Stored items:
PR #627, opened 2022-06-19
Recover pubkey syscall

karim-agha:
This change
- Implements `recover_public_key` syscall in FVM for getting sender's public key from signature
- Fixes a bug in the call manager that fails to load uncached actor code.
- Updates the builtin actors bundle to V8


fvm/src/machine/engine.rs
```diff
@@ -200,6 +202,32 @@ struct Cache<K> {
...
+    /// Implicitly caches instantiated modules.
+    pub fn load_code_cid<BS: Blockstore>(
+        &self,
+        code_cid: &Cid,
+        blockstore: BS,
+    ) -> anyhow::Result<Option<wasmtime::Module>> {
+        {
+            let cache = self.0.module_cache.lock().expect("module_cache poisoned");
+
+            if cache.contains_key(code_cid) {
```
karim-agha, line 218: `if let Some(...) = cache.get(..)` feels more elegant. todo

fvm/src/machine/engine.rs
```diff
@@ -118,6 +118,8 @@ pub fn default_wasmtime_config() -> wasmtime::Config {
     // wasmtime default: 512KiB
     // Set to something much higher than the instrumented limiter.
     // Note: This is in bytes, while the instrumented limit is in stack elements
+    #[cfg(feature = "testing")]
+    c.async_stack_size(4 << 20).unwrap();
```
raulk, line 122: What's going on here?

fvm/src/machine/engine.rs
```diff
@@ -200,6 +202,31 @@ struct Cache<K> {
 }
 
 impl Engine {
+    /// Attempts to load Actor Code CID from the blockstore and
+    /// instantiate a wasmtime Module from the WASM bytecode if the
+    /// given code CID is present, otherwise returns None.
+    ///
+    /// Implicitly caches instantiated modules.
+    pub fn load_code_cid<BS: Blockstore>(
```
raulk, line 210: Any reason why not to enhance get_module instead?

shared/src/crypto/signature.rs
```diff
@@ -21,6 +21,8 @@ pub const BLS_PUB_LEN: usize = 48;
 pub const SECP_SIG_LEN: usize = 65;
 /// Secp256k1 Public key length in bytes.
 pub const SECP_PUB_LEN: usize = 65;
+/// Length of the signature input message hash in bytes (32).
+pub const MESSAGE_SIZE: usize = 32;
```
raulk, line 25: This name is ambiguous. Can we consider more specific names?

testing/integration/Cargo.toml
```diff
@@ -8,13 +8,13 @@ repository = "https://github.com/filecoin-project/ref-fvm"
...
-fvm_ipld_hamt = { version = "0.5.1", path = "../../ipld/hamt"}
-fvm_ipld_amt = { version = "0.4.2", path = "../../ipld/amt"}
+fvm_ipld_hamt = { version = "0.5.1", path = "../../ipld/hamt" }
+fvm_ipld_amt = { version = "0.4.2", path = "../../ipld/amt" }
 fvm_ipld_car = { version = "0.4.1", path = "../../ipld/car" }
 fvm_ipld_blockstore = { version = "0.1.1", path = "../../ipld/blockstore" }
 fvm_ipld_encoding = { version = "0.2.2", path = "../../ipld/encoding" }
 
-actors-v7 = { version = "~7.5", package = "fil_builtin_actors_bundle" }
+actors-v8 = { package = "fil_builtin_actors_bundle", git = "https://github.com/filecoin-project/builtin-actors.git", branch = "experimental/fvm-m2" }
```
raulk, line 17: This is tricky. In theory v8 should point to a concrete version now, and we should start a v9 actors on master where we merge our changes to the init actor. However, in reality they will likely be rolled out in v10.

raulk (commented):
A few comments. The only blocking one is figuring out the actors versioning. Other than that, LGTM.

fvm/src/machine/engine.rs
karim-agha: When the integration test code is running, the `async` feature is on in wasmtime and it checks if the `async_stack_size` is at least as big as the stack size that is set in the following line, if it is smaller it panics.

fvm/src/machine/engine.rs
karim-agha: yeah, that was my first attempt, but here we need access to the `blockstore`, which is accessible from the kernel. The kernel gets moved and consumed by value when crating a wasmer store. Then the store is needed to construct an `Instance`. This dependency cycle has few solutions, the least elegant and invasive is this thing that I have here.

Once I have a complete WASM prototype, I thought about tacking the lifetimes usage between `Kernel`, `CallManager` and `Machine`. I have few ideas around it but those changes would be quite big and touch many files.

testing/integration/Cargo.toml
karim-agha: https://crates.io/crates/fil_builtin_actors_bundle is a `7.5.1` and master is at `8.0.0-alpha.1`. Should I branch off `experimental/fvm-m2` and bump versions to 9?

fvm/src/kernel/default.rs
```diff
@@ -460,6 +460,21 @@ where
         })
     }
 
+    fn recover_public_key(
```
Stebalien, line 463:
```suggestion
    fn recover_secp_public_key(
```

fvm/src/kernel/default.rs
```diff
@@ -460,6 +460,21 @@ where
...
+        &mut self,
+        hash: &[u8; SIG_MESSAGE_HASH_SIZE],
```
Stebalien, line 465: This is more "flexible", but a bit less convenient. Are there any use-cases where we wouldn't want to take the _message_ itself, and hash it internally?

fvm/src/machine/engine.rs
Stebalien: This issue has been fixed on master, you shouldn't need to change this.

fvm/src/syscalls/crypto.rs
```diff
@@ -43,6 +43,28 @@ pub fn verify_signature(
         .map(|v| if v { 0 } else { -1 })
 }
 
+pub fn recover_public_key(
+    context: Context<'_, impl Kernel>,
+    hash_off: u32,
+    hash_len: u32,
+    sig_off: u32,
+    sig_len: u32,
+) -> Result<[u8; SECP_PUB_LEN]> {
```
Stebalien, line 52: If these are actually fixed-length, we can just pass the offset and not the length.

sdk/src/actor.rs
```diff
@@ -62,6 +62,12 @@ pub fn create_actor(actor_id: ActorID, code_cid: &Cid) -> SyscallResult<()> {
     unsafe { sys::actor::create_actor(actor_id, cid.as_ptr()) }
 }
 
+/// Installs or ensures an actor code CID is valid and loaded.
+pub fn install_actor(code_cid: &Cid) -> SyscallResult<()> {
+    let cid = code_cid.to_bytes();
+    unsafe { sys::actor::install_actor(cid.as_ptr()) }
+}
+
```
raulk, line 70: GitHub does not render the diff cleanly after switching the base branch to `master`. The `install_actor` syscall is already present in master. The branch history with multiple merges from ancilliary branches is confusing GH. I will have to close this PR, create a new branch with a clean diff, and open a new PR. I will preserve authorship in the commit history.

Work item: When a line contains the string "need", copy it from the records.

Expected answer:
karim-agha: yeah, that was my first attempt, but here we need access to the `blockstore`, which is accessible from the kernel. The kernel gets moved and consumed by value when crating a wasmer store. Then the store is needed to construct an `Instance`. This dependency cycle has few solutions, the least elegant and invasive is this thing that I have here.
Stebalien: This issue has been fixed on master, you shouldn't need to change this.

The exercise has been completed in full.